The next step was for us to figure out what to use for managing dashboards and graphs. We liked the Grafana integration, but didn’t really like how Grafana manages dashboard configurations. We are running Grafana in a Docker container, so any changes should be kept out of the container. Another problem was the lack of change tracking in Grafana.
We have thus decided to write a generator which takes YAML maintained within git and generates JSON configs for Grafana dashboards. It is furthermore able to deploy dashboards to Grafana started in a fresh container without the need for persisting changes made into the container. This provides you with automation, repeatability, and auditing.
We are pleased to announce that this tool is also now available under an Apache 2.0 license on GitHub.
An improvement which we saw immediately was the stability of Prometheus. We were fighting with stability and scalability of Graphite prior to this, so getting that sorted was a great win for us. Furthermore the speed and stability of Prometheus made access to metrics very easy for developers. Prometheus is really helping us to embrace the DevOps culture.
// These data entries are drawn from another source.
PR #3194, opened 2025-10-24
Dev Server MCP

jakobevangelista:
## Description

Allows send event, list events, poll for event status, as well as embed the docs into the dev server so the LLM has the ability to search the docs

The docs are copy and pasted into the repo, the core changes are in `mcp.go`.

I mainly took this direction because I wanted grepping the docs to be fast, an alternative would be to host an api for grepping and reading docs, which we could do as well. But introduces latency with network calls. But since you have to be online to be talking with an LLM, for the most part, not a bad idea to host an api for this

`internal/embeddeddocs` is just our docs copy and pasted, need to think more about how to keep this updated, but should be fine for now

The vendor is most of line additions, the main changes are in `pkg/devserver/mcp.go`

Growth [PR](https://github.com/inngest/growth/pull/108)

## Motivation
Users are able to have a seamless experience building with LLMs

- [ ] Docs

## Checklist

### DIFF
--- a/.github/workflows/e2e.yml
+++ b/.github/workflows/e2e.yml
@@ -26,6 +26,8 @@ jobs:
     runs-on: ${{ matrix.os }}
     steps:
       - uses: actions/checkout@v4
+        with:
+          submodules: true
 
       - name: Set up Go
         uses: actions/setup-go@v5
@@ -95,6 +97,8 @@ jobs:
     runs-on: ${{ matrix.os }}
     steps:
       - uses: actions/checkout@v4
+        with:
+          submodules: true
 
       - name: Set up Go
         uses: actions/setup-go@v5
@@ -147,6 +151,8 @@ jobs:
     runs-on: ${{ matrix.os }}
     steps:
       - uses: actions/checkout@v4
+        with:
+          submodules: true
 
       - name: Set up Go
         uses: actions/setup-go@v5
--- a/.github/workflows/go.yaml
+++ b/.github/workflows/go.yaml
@@ -21,6 +21,8 @@ jobs:
     runs-on: ${{ matrix.os }}
     steps:
       - uses: actions/checkout@v4
+        with:
+          submodules: true
 
       - name: Set up Go
         uses: actions/setup-go@v5
@@ -38,6 +40,8 @@ jobs:
     runs-on: ubuntu-latest
     steps:
       - uses: actions/checkout@v4
+        with:
+          submodules: true
       - uses: DeterminateSystems/nix-installer-action@main
       - uses: nicknovitski/nix-develop@v1.2.1
       - name: 'Check for dirty Git state after running "make gen protobuf"'
@@ -56,6 +60,8 @@ jobs:
     name: "Test / OS: ${{ matrix.os }}, key-queues: ${{ matrix.experimentalKeyQueues }}"
     steps:
       - uses: actions/checkout@v4
+        with:
+          submodules: true
 
       - name: Set up Go
         uses: actions/setup-go@v5
--- a/.github/workflows/release.yml
+++ b/.github/workflows/release.yml
@@ -30,6 +30,7 @@ jobs:
         uses: actions/checkout@v4
         with:
           fetch-depth: 0
+          submodules: true
       - name: Install Go
         uses: actions/setup-go@v5
         with:
@@ -67,6 +68,7 @@ jobs:
         uses: actions/checkout@v4
         with:
           fetch-depth: 0
+          submodules: true
       - name: Set up Node/npm
         uses: actions/setup-node@v4
         with:


pkg/devserver/mcp.go
```diff
@@ -0,0 +1,1096 @@
...
+	}
+
+	// Parse the event ID to get run IDs
+	eventULID, err := ulid.Parse(evtID)
+	if err != nil {
+		return nil, nil, fmt.Errorf("failed to parse event ID: %w", err)
+	}
+
+	// Wait a moment for the event to be processed and runs to be created
+	time.Sleep(eventProcessingDelay)
```
jpwilliams: This is flimsy, but it makes sense. 😄

I guess what would be nice for you here would be an API that tells you when an event has been processed so you could at least poll that.

For now, the Dev Server has a "tick" that dictates how often the queue will poll for available partitions; we could use that (multipled by a few times) to be a little more confident that we've grabbed the job.

The tick is available here, above where you create the MCP route, so something like `opts.Tick * 3` should be fine.

https://github.com/inngest/inngest/blob/dd362337fe8b7f9bae10c1fdca72f77f8f6a2ee9/pkg/devserver/devserver.go#L176-L178

pkg/devserver/mcp.go
```diff
@@ -0,0 +1,1096 @@
...
+	case string:
+		var parsed map[string]any
+		if err := json.Unmarshal([]byte(data), &parsed); err == nil {
+			return parsed
+		}
+		return map[string]any{fallbackKey: data}
+	default:
+		return map[string]any{fallbackKey: input}
+	}
+}
```
jpwilliams, line 153: Is it expected that this happens? I imagine that this isn't what the user would actually want if they tried to send an event and it just came through as one big string in a key?

pkg/devserver/mcp.go
```diff
@@ -0,0 +1,1096 @@
...
+
+// pollRunStatus handles the poll_run_status tool
+func (h *MCPHandler) pollRunStatus(ctx context.Context, req *mcp.CallToolRequest, args PollRunStatusArgs) (*mcp.CallToolResult, any, error) {
+	// Track MCP tool usage
+	metadata := tel.NewMetadata(ctx)
+	metadata.Context["tool"] = "poll_run_status"
+	metadata.Context["run_count"] = len(args.RunIDs)
+	metadata.Context["timeout"] = args.Timeout
+	metadata.Context["poll_interval"] = args.PollInterval
+	tel.SendEvent(ctx, "cli/mcp.tool.executed", metadata)
```
jpwilliams, line 664: Oh hell yeah 🥳

pkg/devserver/mcp.go
```diff
@@ -0,0 +1,1096 @@
...
+// NewMCPHandler creates a new MCP handler for the dev server
+func NewMCPHandler(events api.EventHandler, data cqrs.Manager) http.Handler {
+	h := &MCPHandler{
+		events: events,
+		data:   data,
+	}
+
+	// Create a streamable HTTP handler that returns the same server for all requests
+	return mcp.NewStreamableHTTPHandler(func(r *http.Request) *mcp.Server {
+		return h.createMCPServer()
```
jpwilliams: Is this creating a new MCP server for every request? Could we use `sync.Once()` or create this server outside of this function?

pkg/devserver/mcp.go
```diff
@@ -0,0 +1,1096 @@
...
+		Content: []mcp.Content{
+			&mcp.TextContent{
+				Text: text,
+			},
+		},
+	}, result, nil
+}
+
+// listDocs handles the list_docs tool
+func (h *MCPHandler) listDocs(ctx context.Context, req *mcp.CallToolRequest, _ struct{}) (*mcp.CallToolResult, any, error) {
```
jpwilliams, line 1076: Could this be done once and then cached?

pkg/devserver/mcp.go
```diff
@@ -0,0 +1,1096 @@
...
+		Content: []mcp.Content{
+			&mcp.TextContent{
+				Text: text,
+			},
+		},
+	}, result, nil
+}
+
+// readDoc handles the read_doc tool
+func (h *MCPHandler) readDoc(ctx context.Context, req *mcp.CallToolRequest, args ReadDocArgs) (*mcp.CallToolResult, any, error) {
```
jpwilliams, line 1013: Could this be done once per `args.Path` and then cached?

jpwilliams (changes requested):
I wonder if we could submodule `internal/embeddocs` instead of having it copy/pasted? Even that's not ideal, but at least then we could see what commit we're on etc.

I'd love to see the tick rate fix before we ship! Everything else can be iteration!

pkg/devserver/mcp.go
jakobevangelista: https://github.com/inngest/inngest/pull/3194/commits/16ad8c00520ef45ba0c84cd53076a66b9b782f27

pkg/devserver/mcp.go
jakobevangelista: https://github.com/inngest/inngest/pull/3194/commits/16f8b7fdb54a05159ebe7c81ff85c5679c19a6f3

pkg/devserver/mcp.go
jakobevangelista: https://github.com/inngest/inngest/pull/3194/commits/b0faf1d4a3c9d32025da29f80251ba25d1e8124b

pkg/devserver/mcp.go
jakobevangelista: https://github.com/inngest/inngest/pull/3194/commits/b0faf1d4a3c9d32025da29f80251ba25d1e8124b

Tomas Cerevka, one of our backend developers, was testing a new version of the service using JRuby. He needed a quick peek into the heap consumption of that particular service. He was able to get that information in a snap. For us, this speed is essential.
Prometheus has become an integral part of monitoring in ShowMax and it is going to be with us for the foreseeable future. We have replaced our whole metric storage with Prometheus, but the ingestion chain remains push based. We are thus thinking about following Prometheus best practices and switching to a pull model.
We’ve also already played with alerts. We want to spend more time on this topic and come up with increasingly sophisticated alert rules.